Nur Plastik: Das mystische Grab von Józef Klemens Piłsudski im polnischen Pavillon. Foto © Wojciech Wilczyk

Die Belgier hingegen pfeifen auf überladene Symbolik und Archiv und werden wieder einmal ihrem Ruf gerecht, wahre Könner zu sein, wenn es darum geht, Architektur wie Kunst zu präsentieren. Ihre Schau „Interiors. Notes and Figures“ ist sinnlich, das Gezeigte subtil mit dem Pavillon verwoben. Sie zeigen eine Collage aus Inneneinrichtungen, die exemplarisch für den Prozess der Anpassung und Überformung stehen, der hinter der Fassade stattfindet. Jene Maßnahmen, die Bewohner vornehmen, um den Raum ihren Bedürfnissen anzupassen. Dabei stellen die Kuratoren nicht nur die jeweiligen Maßnahmen aus, sie verändern auch den Pavillon selbst. Die Eingangstür ist statt vier, nur die üblichen zwei Meter hoch, was man zunächst nicht bemerkt – schließlich gehören zwei Meter lichte Höhe in der Tür für jedermann zum Alltag.

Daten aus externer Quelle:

PR #147, opened 2019-04-26
Provide a way to return (and constrain) the result of a function spec.

hermanventer:
## Description

Function bodies that provide contracts for foreign/imported/abstract functions can be awkward to write in normal Rust if the function has a return result, since a specification may be abstract and the return result of a normal Rust function must be concrete. This PR adds a result!() macro that looks like a concrete value to the Rust compiler and that is understood by MIRAI as an abstract value that can be constrained with assertions.

## Type of change

## How Has This Been Tested?
cargo test; validate.sh
modified a test case

### DIFF
--- a/annotations/src/lib.rs
+++ b/annotations/src/lib.rs
@@ -532,6 +532,24 @@ macro_rules! get_model_field {
     };
 }
 
+/// Provides a way to refer to the result value of an abstract or contract function without
+/// specifying an actual value anywhere.
+/// This macro expands to unimplemented!() unless the program is compiled with MIRAI.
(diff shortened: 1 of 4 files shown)


annotations/src/lib.rs
```diff
@@ -532,6 +532,24 @@ macro_rules! get_model_field {
     };
 }
 
+/// Provides a way to refer to the result value of an abstract or contract function without
+/// specifying an actual value anywhere.
+/// This macro expands to unimplemented!() unless the program is compiled with MIRAI.
+/// It result should therefore not be assigned to a variable unless the assignment is contained
```
zlandau: It -> Its?

PR #150, opened 2019-05-03
Use name mangling to connect contracts to abstract/generic funcs

hermanventer:
## Description

Some traits have contracts that are difficult to describe accurately in the abstract. For example, the contract the generic iterator next function cannot say much that is definitive about the elements it returns. Certainly not enough for widening to come up with an expression that has a useful interval domain.

One way to deal with such situations is to have separate contracts for particular instantiations of the generic trait. For example, a separate contract for the iterator trait returned by RangeInclusive.into_iter function can result in a summary that allows the underlying counter increment to to become visible to the Abstract Interpreter.

This PR introduces the necessary mechanism to do this. The basic idea is to use the the type of the function constant used to call a generic trait function to discover the generic argument types and then to append the fully qualified signature of those types to the function summary key. If the summary cache has a summary for this key, that is used. If not, we fall back to using the generic key and its generic summary.

## Type of change

## How Has This Been Tested?
cargo test; validate.sh
Beefed up the for_in.rs test case with foreign contracts for the core methods used under the cover of the the` for ordinal in 2..=n` construct.

### DIFF
--- a/checker/src/summaries.rs
+++ b/checker/src/summaries.rs
@@ -8,7 +8,7 @@ use crate::environment::Environment;
 use crate::utils;
 
 use rustc::hir::def_id::DefId;
-use rustc::ty::TyCtxt;
+use rustc::ty::{Ty, TyCtxt};
 use serde::{Deserialize, Serialize};
 use sled::Db;
 use std::collections::{HashMap, HashSet};
@@ -186,6 +186,7 @@ pub struct PersistentSummaryCache<'a, 'tcx: 'a> {
     cache: HashMap<DefId, Summary>,
     dependencies: HashMap<DefId, Vec<DefId>>,
     key_cache: HashMap<DefId, String>,
+    argument_key_cache: HashMap<DefId, String>,
     type_context: &'a TyCtxt<'a, 'tcx, 'tcx>,
 }
 
@@ -201,6 +202,7 @@ impl<'a, 'tcx: 'a> PersistentSummaryCache<'a, 'tcx> {
                 .unwrap_or_else(|err| unreachable!(format!("{} ", err))),
             cache: HashMap::new(),
             key_cache: HashMap::new(),
+            argument_key_cache: HashMap::new(),
             dependencies: HashMap::new(),
             type_context,
         }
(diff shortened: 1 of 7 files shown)


checker/src/summaries.rs
```diff
@@ -240,26 +255,64 @@ impl<'a, 'tcx: 'a> PersistentSummaryCache<'a, 'tcx> {
...
+    /// Returns a summary from the persistent summary cache, preferentially using the concatenation
+    /// of persistent_key with arg_types_key as the cache key and falling back to just the
+    /// persistent_key if arg_types_key is None.
+    fn get_persistent_summary_using_arg_types_if_possible(
+        db: &Db,
+        persistent_key: &str,
+        arg_types_key: Option<&String>,
+    ) -> Summary {
+        if let Some(arg_types_key) = arg_types_key {
+            if !arg_types_key.is_empty() {
```
zlandau: FYI you can probably use slice patterns here (https://doc.rust-lang.org/edition-guide/rust-2018/slice-patterns.html).

checker/src/utils.rs
```diff
@@ -58,6 +59,139 @@ pub fn is_public(def_id: DefId, tcx: &TyCtxt<'_, '_, '_>) -> bool {
...
 }
 
+/// Returns a string that is a valid identifier, made up from the concatenation of
+/// the string representationss of the given list of argument types.
+pub fn argument_types_key_str<'tcx>(tcx: &TyCtxt<'_, '_, 'tcx>, ty: Ty<'tcx>) -> String {
+    let mut result = String::new();
+    let bound_sig = ty.fn_sig(*tcx);
+    let sig = bound_sig.skip_binder();
+    for arg_ty in sig.inputs().iter() {
+        result.push('_');
```
zlandau: _ isn't a valid part of the mangled type, I'm guessing?

checker/src/utils.rs
```diff
@@ -58,6 +59,139 @@ pub fn is_public(def_id: DefId, tcx: &TyCtxt<'_, '_, '_>) -> bool {
     }
 }
 
+/// Returns a string that is a valid identifier, made up from the concatenation of
+/// the string representationss of the given list of argument types.
+pub fn argument_types_key_str<'tcx>(tcx: &TyCtxt<'_, '_, 'tcx>, ty: Ty<'tcx>) -> String {
```
zlandau: There may be ambiguities here, right? Is that a potential problem?

checker/src/utils.rs
```diff
@@ -91,9 +225,15 @@ pub fn summary_key_str(tcx: &TyCtxt<'_, '_, '_>, def_id: DefId) -> String {
         } else {
             name.push('.');
         }
-        name.push_str(component.data.as_interned_str().as_str().get());
+        let component_name = component.data.as_interned_str().as_str();
+        let component_name = component_name.get();
+        if component_name == "{{impl}}" {
```
zlandau: Where does {{impl}} come from now? It looks like you removed the only instance of it? Or will this be used in future commits?

checker/src/summaries.rs
hermanventer: Probably, but it does not seem a clear improvement.

checker/src/utils.rs
hermanventer: It is a potential problem. Let me make it less likely by ensuring that it always violates a style rule.

checker/src/utils.rs
hermanventer: I'm none to sure what you are asking here.

checker/src/utils.rs
hermanventer: The Rust compiler sticks in the {{impl}} when a function is nested inside an impl block. I remove the braces because they are not valid in an identifier. The reason I do that is so that a foreign contract can define something using the mangled name.

checker/src/utils.rs
zlandau: Whoops, that was half a thought that I re-worded in argument_types_key_str. Ignore.

PR #152, opened 2019-05-06
Do not let promoted constants mess up the previous summary

hermanventer:
## Description

Looking into why the outer fixed point does not converge I found two minor problems that are fixed in this PR:
1) The default equality comparison for summaries compared the analysis time field, which clearly is neither deterministic nor relevant to the fixed point computation.
2) When a function body has embedded bodies for promoted constants, these bodies should not be summarized. Not only were they summarized, but the summaries were written to the cache, which made the before and after comparisons useless because the current (corrupted) version of the cache was used as the before version.

## Type of change

## How Has This Been Tested?
cargo test; validate.sh

### DIFF
--- a/checker/src/summaries.rs
+++ b/checker/src/summaries.rs
@@ -41,7 +41,7 @@ use std::ops::Deref;
 ///    desirable to havoc all static variables every time such a function is called. Consequently
 ///    sound analysis is only possible one can assume that all such functions have been provided
 ///    with explicit contract functions.
-#[derive(Serialize, Deserialize, Clone, Debug, Default, Eq, PartialEq, Hash)]
+#[derive(Serialize, Deserialize, Clone, Debug, Default, Eq)]
 pub struct Summary {
     /// The number of seconds that the analyzer used to construct this summary.
     /// If it is >= k_limits::MAX_ANALYSIS_TIME_FOR_BODY then this summary is not definitive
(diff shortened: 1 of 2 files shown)


checker/src/summaries.rs
```diff
@@ -94,6 +94,30 @@ pub struct Summary {
     pub unwind_side_effects: Vec<(Path, AbstractValue)>,
 }
 
+impl PartialEq for Summary {
```
zlandau: Not a fan of a single big return a == b && this == that and so on, eh?

checker/src/visitors.rs
```diff
@@ -535,6 +536,28 @@ impl<'a, 'b: 'a, 'tcx: 'b, E> MirVisitor<'a, 'b, 'tcx, E> {
...
 
+    /// Computes a fixed point over the blocks of the MIR for a promoted constant block
+    fn visit_promoted_constants_block(&mut self, function_name: &str) {
+        let mut block_indices = self.get_sorted_block_indices();
+
+        let (mut in_state, mut out_state) =
+            <MirVisitor<'a, 'b, 'tcx, E>>::initialize_state_maps(&block_indices);
+
+        // The entry block has no predecessors and its initial state is the function parameters
+        // which we omit here so that we can lazily provision them with additional context.
```
zlandau: A bit of a nit, but since in general you make your explanations fairly descriptive: I found this a bit hard to parse, maybe just some parenthesis (assuming I even did manage to parse it correctly):

```
// The entry block has no predecessors and its initial state is the function parameters
// (which we omit here so that we can lazily provision them with additional context).
```

checker/src/summaries.rs
hermanventer: It really helps with debugging when you can set break points at particular parts of the expression.

PR #160, opened 2019-05-15
Provide a dedicated selector for Enum discriminants.

hermanventer:
## Description

The discriminant value of an Enum was treated bizarrely by associating it with the path of the entire enum. Made things more explicit, more like array lengths and less likely to cause subtle bugs.

## Type of change

## How Has This Been Tested?
cargo test; validate.sh

### DIFF
--- a/checker/src/visitors.rs
+++ b/checker/src/visitors.rs
@@ -426,7 +426,7 @@ impl<'a, 'b: 'a, 'tcx: 'b, E> MirVisitor<'a, 'b, 'tcx, E> {
             let i_state = if bb.index() == 0 {
                 first_state.clone()
             } else {
-                self.get_intial_state_from_predecessors(*bb, in_state, out_state, iteration_count)
+                self.get_initial_state_from_predecessors(*bb, in_state, out_state, iteration_count)
             };
             // Analyze the basic block
             in_state.insert(*bb, i_state.clone());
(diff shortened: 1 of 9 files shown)


checker/src/visitors.rs
```diff
@@ -632,7 +632,14 @@ impl<'a, 'b: 'a, 'tcx: 'b, E> MirVisitor<'a, 'b, 'tcx, E> {
             "default visit_set_discriminant(place: {:?}, variant_index: {:?})",
             place, variant_index
         );
-        let target_path = self.visit_place(place);
+        let target_qualifier = self.visit_place(place);
+        let qualifier_length = target_qualifier.path_length();
+        assume!(qualifier_length < 1_000_000_000);
```
zlandau: I hope so :)

hermanventer:
This is a refactor that does not fix anything.

checker/src/visitors.rs
```diff
@@ -2198,18 +2226,24 @@ impl<'a, 'b: 'a, 'tcx: 'b, E> MirVisitor<'a, 'b, 'tcx, E> {
...
             "default visit_discriminant(path: {:?}, place: {:?})",
             path, place
         );
-        let adtd_path = self.visit_place(place);
-        let adtd_type = self.get_place_type(place);
-        let adtd_value = self.lookup_path_and_refine_result(adtd_path, adtd_type);
-        self.current_environment.update_value_at(path, adtd_value);
+        let adt_path = self.visit_place(place);
+        let adt_path_length = adt_path.path_length();
+        assume!(adt_path_length < 1_000_000_000);
```
brenthaertlein: This magic number could be a well-defined constant?

hermanventer: It is pretty arbitrary. It just has to be big. The numeric literal is a good a name for it as any.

Im belgischen Pavillon wird eine Collage aus Inneneinrichtungen gezeigt, die exemplarisch für den Prozess der Anpassung und Überformung stehen, der hinter der Fassade stattfindet.
Foto © la Biennale di Venezia

Biennale der Ernsthaftigkeit

Nach 66 Länderpavillons ist man sich sicher: Eine einzige, einheitliche Moderne hat es nie gegeben. Man hatte es fast geahnt. Hinzu kommt: Man findet kaum einen Pavillon, aus dem man nicht etwas für seinen persönlichen Wissensfundus ziehen kann, in dem man etwas Erstaunliches entdeckt hat, das man nie zuvor gesehen hatte – in keinem Buch und in keiner Ausstellung. Dennoch bleibt es überraschend für eine Architekturbiennale, wie wenig über Architektur als Architektur diskutiert wird, und wie viel über Architektur als Ideologie. Nur der marokkanische und der italienische Pavillon wagen einen Blick auf aktuelle Architekturprojekte, was im Kontext dieser Biennale fast schon befremdlich.